Issue #1818, opened 2025-08-30
BUG: CI connectivity failure should fail the pipeline


dentiny:
## Summary

https://github.com/Mooncake-Labs/moonlink/blob/main/.github/workflows/ci.yml
currently it's only issuing warnings until timeout

PR #1789, opened 2025-08-29
[REST-API]: expose endpoints to create snapshot

Standing-Man:
## Summary

expose endpoints to create snapshot

## Related Issues

- Closes Part of #1646.

## Changes

- 
- 
- 

## Checklist

- [x] Code builds correctly
- [x] Tests have been added or updated
- [ ] Documentation updated if necessary
- [x] I have reviewed my own changes

PR #1828, opened 2025-08-31
[CI]: fix the Moonlink Service Integration Tests

Standing-Man:
## Summary

fix the Moonlink Service Integration Tests on **CI**

## Related Issues

- Closes Part of #1818.

## Changes

- 
- 
- 

## Checklist

- [x] Code builds correctly

### DIFF
--- a/.github/workflows/ci.yml
+++ b/.github/workflows/ci.yml
@@ -662,8 +662,6 @@ jobs:
             sleep 2
           done
           echo "ERROR: nginx failed to start."
-          docker ps -a
-          docker logs nginx || true
           exit 1
 
       - name: Run moonlink_service integration tests
--- a/.github/workflows/ci.yml
+++ b/.github/workflows/ci.yml
@@ -631,6 +631,7 @@ jobs:
         run: |
           mkdir -p ${{ github.workspace }}/.shared-nginx
           chmod 777 ${{ github.workspace }}/.shared-nginx
+          echo "nginx ok" > ${{ github.workspace }}/.shared-nginx/index.html
 
       # ─────────────────────── Start nginx manually ──────────────────────────
       - name: Start nginx
@@ -651,14 +652,19 @@ jobs:
       - name: Wait for nginx
         timeout-minutes: 2
         run: |
+          set -euo pipefail
           for i in {1..10}; do
             if curl -sf http://localhost:80; then
               echo "Nginx is ready!"
-              break
+              exit 0
             fi
             echo "Waiting for nginx..."
             sleep 2
           done
+          echo "ERROR: nginx failed to start."
+          docker ps -a
+          docker logs nginx || true
+          exit 1
 
       - name: Run moonlink_service integration tests
         timeout-minutes: 10
--- a/.github/workflows/ci.yml
+++ b/.github/workflows/ci.yml
@@ -664,5 +664,6 @@ jobs:
         timeout-minutes: 10
         env:
           MOONLINK_BACKEND_DIR: ${{ github.workspace }}/.shared-nginx
+          NGINX_ADDR: http://nginx.local:80
         run: |
           RUST_BACKTRACE=1 cargo test --package moonlink_service --lib --features standalone-test -- --nocapture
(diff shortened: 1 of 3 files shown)


Standing-Man:
~~:construction: I’m still trying to resolve the CI issues. :joy:~~
`NGINX_ADDR` is currently hard-coded. Should we try reading it from the environment later?

dentiny:
> NGINX_ADDR is currently hard-coded. Should we try reading it from the environment later?

Sure

Standing-Man:
Hi @dentiny, I found that the nginx server startup issue was due to the mounted `.shared-nginx` directory being empty, while the nginx server expects an `index.html`. My current workaround is to create an `index.html`.

If we want the `.shared-nginx` directory to remain empty, I’ll look for another way to fix this issue.

~~:construction: Please don’t merge this PR yet, as it still contains some debugging information and typos in #1789.~~ Thanks.

.github/workflows/ci.yml
```diff
@@ -631,6 +631,7 @@ jobs:
         run: |
           mkdir -p ${{ github.workspace }}/.shared-nginx
           chmod 777 ${{ github.workspace }}/.shared-nginx
+          echo "nginx ok" > ${{ github.workspace }}/.shared-nginx/index.html
```
Standing-Man, line 634: Currently, there is an `index.html` stored in the `.shared-nginx` directory. Perhaps we could relax the condition so that `curl -sf` returning either **200** or **403** (when `.shared-nginx` is empty) is considered a success?

dentiny:
> Hi @dentiny, I found that the nginx server startup issue was due to the mounted `.shared-nginx` directory being empty, while the nginx server expects an `index.html`. My current workaround is to create an `index.html`.
> 
> If we want the `.shared-nginx` directory to remain empty, I’ll look for another way to fix this issue.

I think it's fine, I'm just curious why such requirement doesn't prevent nginx to start locally

.github/workflows/ci.yml
dentiny: I'm so stupid; yes making curl request to nginx does require to provide a URI, and index.html is the default.
I'm thinking, to check connectivity, do you think we could use `nc -vz`?

dentiny:
Ping me when ready, thank you so much for your generous and prompt help!

Standing-Man:
> I think it's fine, I'm just curious why such requirement doesn't prevent nginx to start locally

Since the local setup doesn’t use `curl` to request the nginx server, nginx starts successfully in CI, but the `.shared-nginx` directory is empty, which causes errors when accessing the nginx server. (Startup success does not equal access success.)

src/moonlink_service/src/rest_api.rs
```diff
@@ -517,8 +517,8 @@ async fn create_snapshot(
     Json(payload): Json<CreateSnapShotRequest>,
 ) -> Result<Json<CreateSnapShotResponse>, (StatusCode, Json<ErrorResponse>)> {
     debug!(
-        "Received create snapshot request for '{}': {:?}",
-        table, payload
+        "Received create snapshot request for '{}': {}",
+        &payload.database, table
```
Standing-Man, line 521: Is this error message more appropriate? If so, once the **CI** completes, this PR will be ready to merge. PTLA @dentiny, thank you.

.github/workflows/ci.yml
Standing-Man: As far as I know, `nc` is mainly employed to test whether a port is active. Do we need to look for a better way to check if the Nginx server is running properly?

dentiny: Yes, I'm thinking of `nc` because 
- CI is a constrained and isolated environment, port accessibility _should_ indicate nginx accessibility
- We don't need to prepare extra file

But I definitely agree curl nginx is more straightforward

Standing-Man: Yes, that's correct:
- `nc` can quickly check whether the Nginx process is running and the port is open. 
- `curl` is more suitable for confirming that Nginx is fully ready and able to handle requests.

Standing-Man:
Thanks for the review!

* **Activity**
For each line above that includes "curl", copy the line.

* **Task solution**
             if curl -sf http://localhost:80; then
Standing-Man, line 634: Currently, there is an `index.html` stored in the `.shared-nginx` directory. Perhaps we could relax the condition so that `curl -sf` returning either **200** or **403** (when `.shared-nginx` is empty) is considered a success?
dentiny: I'm so stupid; yes making curl request to nginx does require to provide a URI, and index.html is the default.
Since the local setup doesn’t use `curl` to request the nginx server, nginx starts successfully in CI, but the `.shared-nginx` directory is empty, which causes errors when accessing the nginx server. (Startup success does not equal access success.)
But I definitely agree curl nginx is more straightforward
- `curl` is more suitable for confirming that Nginx is fully ready and able to handle requests.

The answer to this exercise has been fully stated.